Operationalizing complexity
Often when we say a system is complex, we are not really naming a property of the system so much as the absence of its complement, simplicity. We might also, implicitly, be naming any of several properties familiar to the control theorist: robustness, instability, autocatalysis, self-replication, spatial localization, decentralization, multiple scales, multiple agents, multiple feedback loops, lossy communication, mutation, evolution, learning, adaptation, and so on. Complexity may be more than the absence of simplicity, but a universal notion of complexity would include many properties and exceptions, while the absence of simplicity can result from adding any single property.
So rather than defining complexity, we can develop a working definition of simplicity. Let's say simplicity is a property of a system whereby, if we perturb some components or behaviors X, we know exactly or at least directionally what will happen to some components or behaviors Y. An interesting (and nontrivial) consequence of this definition is that a system can be simple in some descriptions and complex in others. Typing a letter onto paper using a typewriter and typing a letter into a web editor using a laptop are both simple in the map from keystroke to letter, but the laptop is complex in the map from laptop bits encoding a keystroke to server bits encoding a letter.

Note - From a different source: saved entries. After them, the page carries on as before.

PR #48, opened 2026-04-14
fix(provisioner): stop rogue config-missing restart loop (#17)

HongmingWang-Rabbit:
Resolves #17.

## Part A — E2E cleanup
- New `scripts/cleanup-rogue-workspaces.sh`: deletes workspaces whose id or name starts with known test placeholder prefixes (`aaaaaaaa-`, `bbbbbbbb-`, `cccccccc-`, `test-ws-`) via the API and force-removes the `ws-<id[:12]>` container as a belt-and-suspenders fallback.
- Documented in `tests/README.md`.
- No E2E test currently uses the `aaaaaaaa-` pattern (grep found zero hits in `tests/**`), so the rogue was from a manual/adhoc run. Nothing to patch in the test scripts.
- Ran the script locally against `localhost:8080` — no rogue workspace currently present on the platform (already cleaned up between issue filing and PR).

## Part B — provisioner pre-flight
- New pure helper `provisioner.ValidateConfigSource(templatePath, configFiles)` — returns `ErrNoConfigSource` when neither source supplies `config.yaml`.
- New `Provisioner.VolumeHasFile(ctx, id, relPath)` — probes the workspace's Docker named volume via a throwaway `alpine test -f` container.
- `provisionWorkspace` now calls both: when a restart path passes empty `templatePath` + `configFiles` (auto-restart flow in `workspace_restart.go:215,335`) AND the named volume has no `config.yaml`, the handler marks the workspace `status='failed'` with a clear `last_sample_error` and broadcasts `WORKSPACE_PROVISION_FAILED` instead of handing the doomed container to Docker's `unless-stopped` restart policy.
- Docker restart policy is deliberately unchanged — the happy path still benefits from it.

## Test plan
- [x] `go build ./... && go vet ./...` clean
- [x] `go test -race ./...` all packages pass (provisioner + handlers)
- [x] New tests: `TestValidateConfigSource_*` x6 (configFiles present / empty bytes / template has config / template missing / both empty / config.yaml-as-dir)
- [x] `tests/e2e/test_api.sh` 62/62 pass
- [x] Verified cleanup script reaches the live platform (no matching workspaces currently)

🤖 Generated with [Claude Code](https://claude.com/claude-code)

PR #50, opened 2026-04-14
chore(template): PM system prompt — treat audit summaries as dispatch triggers, not FYIs

HongmingWang-Rabbit:
## Summary
PM's system prompt now explicitly treats audit summaries from Security Auditor / UIUX Designer / QA Engineer as **dispatch triggers**, not informational status updates. Adds an "Audit Routing" section that specifies which dev agent each issue category goes to.

## Motivation — observed orchestration dead-end

Maintenance cron data from 2026-04-14 morning:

Defining complexity in opposition to simplicity saves us the trouble of asking whether any property is a property of all complex systems, or even if it is a universal property of the complex system we’re looking at right now. We just want to know whether the particular X to Y map we’re looking at is simple or not. If not, we want to know what properties are complex-ifying that map, and whether we have the mathematical tools to make it simple. Plainly, maps that are not simple by this definition are difficult to query and design around, so they pose a meaningful epistemological, mathematical, experimental, and engineering challenge.